Using Regular Expressions for Pattern Matching

Regular expressions provide powerful pattern-based counting capabilities:

import re

text = "Contact us at support@example.com or sales@example.com"

# Count email addresses
email_pattern = r'\b[A-Za-z0-9._%+-]+@[A-Za-z0-9.-]+\.[A-Z|a-z]{2,}\b'
email_count = len(re.findall(email_pattern, text))
print(f"Email addresses found: {email_count}")  # Output: 2

# Count words starting with 's'
text = "she sells seashells by the seashore"
s_words = len(re.findall(r'\bs\w*', text, re.IGNORECASE))
print(f"Words starting with 's': {s_words}")  # Output: 4

# Count digits
text = "Order #12345 contains 3 items, total: $99.99"
digit_sequences = len(re.findall(r'\d+', text))
print(f"Digit sequences: {digit_sequences}")  # Output: 4

For overlapping regex matches:

import re

def count_overlapping_regex(text, pattern):
    return sum(1 for _ in re.finditer(f'(?={pattern})', text))

text = "aaaa"
pattern = "aa"
count = count_overlapping_regex(text, pattern)
print(f"Overlapping regex matches: {count}")  # Output: 3

Counting Word Occurrences

Counting whole words requires handling word boundaries to avoid partial matches:

import re
from collections import Counter

text = "the cat and the dog and the bird"

# Method 1: Using split and count
words = text.lower().split()
word_to_find = "the"
count = words.count(word_to_find)
print(f"'{word_to_find}' appears {count} times")  # Output: 3

# Method 2: Counter for all words
word_counts = Counter(words)
print(word_counts)  # Output: Counter({'the': 3, 'and': 2, 'cat': 1, 'dog': 1, 'bird': 1})
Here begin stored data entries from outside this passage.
Issue #774, opened 2022-11-15
[PreserveSig] inconsistently applied in IPicture


JeremyKuhne:
## Actual behavior

When generating `IPicture` we get the following errors in the latest build:

```
Windows.Win32.IPicture.g.cs(87,36): error CS0082: Type 'IPicture' already reserves a member called 'set_hPal' with the same parameter types
Windows.Win32.IPicture.g.cs(379,37): error CS0082: Type 'IPicture.Interface' already reserves a member called 'set_hPal' with the same parameter types
```

It's generating the following:

``` C#
winmdroot.System.Ole.OLE_HANDLE hPal
{
    get
    {
        fixed (IPicture* pThis = &this)
        {
            winmdroot.System.Ole.OLE_HANDLE __result;
            ((delegate *unmanaged [Stdcall]<IPicture*,winmdroot.System.Ole.OLE_HANDLE* ,winmdroot.Foundation.HRESULT>)lpVtbl[4])(pThis, &__result).ThrowOnFailure();
            return __result;
        }
    }
}
```

It isn't doing `[PreserveSig]`, while the setter is. Maybe something to do with the introduction of `OLE_HANDLE`?

## Expected behavior

All methods are `[PreserveSig]` when `"allowMarshalling"` is `false`.

## Repro steps

1. `NativeMethods.txt` content:
```
IPicture
```

2. `NativeMethods.json` content:
```json
{
  "$schema": "https://aka.ms/CsWin32.schema.json",
  "allowMarshaling": false,
  "useSafeHandles": false
}
```

### Context

- CsWin32 version: 0.2.123-beta
- Target Framework: net8.0

AArnott:
I can repro with a test. It's probably a regression from #738.

AArnott:
The compilation break is due to https://github.com/microsoft/win32metadata/issues/1367. I still don't understand how this bug is caught by a new, special purpose test but not caught in our catch-all full generation tests.

AArnott:
> All methods are `[PreserveSig]` when "allowMarshalling" is false.

Hmmm... so you don't want specialname `get_` and `set_` methods to be declared as properties on structs?

AArnott:
Our 'full generation' test apparently skips all COM interfaces. 😲

JeremyKuhne:
> Hmmm... so you don't want specialname get_ and set_ methods to be declared as properties on structs?

The question is what you do with HRESULT codes. As long as we have both so we can check them manually, I'm fine.

[...]

PR #776, opened 2022-11-15
Add IPicture test and fix the failure

AArnott:
Fixes the non-compilable generated code reported in #774.
This change does _not_ turn off property declarations in COM structs. That (if necessary) can come in a follow-up change.


JeremyKuhne (approved):
👍🏼

PR #777, opened 2022-11-15
Fix full generation tests

AArnott:
Our full generation testing was actually omitting many COM interfaces. Closing that hole revealed a few bugs where we can emit C# that will not compile.
These changes address the test hole and the issues that closing it exposed.


AArnott:
There is a test failure in generating `IAudioProcessingObjectConfiguration` due to https://github.com/microsoft/win32metadata/issues/1368.

PR #848, opened 2023-01-17
Null-coalescing in friendly overload

### LINKED ISSUE #277: Codegen for nullable structs in friendly overloads could be optimized
Example from `CredUIPromptForWindowsCredentials`:

```cs
CREDUI_INFOW pUiInfoLocal = pUiInfo.HasValue ? pUiInfo.Value : default(CREDUI_INFOW);
uint __result = PInvoke.CredUIPromptForWindowsCredentials(pUiInfo.HasValue ? &pUiInfoLocal : null, ...);
```

`pUiInfo.HasValue ? pUiInfo.Value : default(CREDUI_INFOW);` could be replaced with `pUiInfo ?? default` which is more idiomatic C# and which compiles to `pUiInfo.GetValueOrDefault()` which IIRC is jitted as direct field access. Whereas calling `.Value` adds an additional redundant check and looks more complex.

(Version used: 0.1.422-beta)

davidegiacometti:
Fixes #277
Use null-coalescing in friendly overload.
Generate `x ?? default(TYPE)` instead of `x.HasValue ? x.Value : default(TYPE)`.

### DIFF
--- a/src/Microsoft.Windows.CsWin32/Generator.FriendlyOverloads.cs
+++ b/src/Microsoft.Windows.CsWin32/Generator.FriendlyOverloads.cs
@@ -329,10 +329,8 @@ public partial class Generator
                     leadingStatements.Add(
                         LocalDeclarationStatement(VariableDeclaration(elementType)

# Method 3: Regex with word boundaries
def count_whole_word(text, word):
    pattern = r'\b' + re.escape(word) + r'\b'
    return len(re.findall(pattern, text, re.IGNORECASE))

text = "cat cats cattle"
print(count_whole_word(text, "cat"))  # Output: 1 (only exact matches)

Performance Comparison

Different methods have varying performance characteristics:

import re
import time
from collections import Counter

text = "lorem ipsum " * 10000
substring = "ipsum"

# Test count() method
start = time.perf_counter()
result1 = text.count(substring)
time1 = time.perf_counter() - start

# Test regex findall
start = time.perf_counter()
result2 = len(re.findall(substring, text))
time2 = time.perf_counter() - start

# Test Counter (for word counting)
start = time.perf_counter()
result3 = Counter(text.split())[substring]
time3 = time.perf_counter() - start

print(f"count(): {time1:.6f}s")
print(f"regex: {time2:.6f}s")
print(f"Counter: {time3:.6f}s")

# Typical output shows count() is fastest:
# count(): 0.000012s
# regex: 0.001234s
# Counter: 0.002345s

Practical Application: Log File Analysis

Here’s a real-world example analyzing log files:

import re
from collections import Counter

log_data = """
2024-01-15 ERROR: Database connection failed
2024-01-15 INFO: User login successful
2024-01-15 ERROR: Timeout occurred
2024-01-15 WARNING: High memory usage
2024-01-15 ERROR: Invalid request
2024-01-15 INFO: Cache cleared
"""

# Count log levels
error_count = log_data.count("ERROR")
warning_count = log_data.count("WARNING")
info_count = log_data.count("INFO")

print(f"Errors: {error_count}, Warnings: {warning_count}, Info: {info_count}")
# Output: Errors: 3, Warnings: 1, Info: 2

# Using regex for more complex patterns
log_pattern = r'(\w+):'
log_levels = re.findall(log_pattern, log_data)
level_counts = Counter(log_levels)

print("\nDetailed breakdown:")
for level, count in level_counts.most_common():
    print(f"{level}: {count}")

Choose count() for simple substring matching, regex for pattern-based counting, and Counter for frequency analysis across multiple items. Understanding these trade-offs ensures efficient text processing in production applications.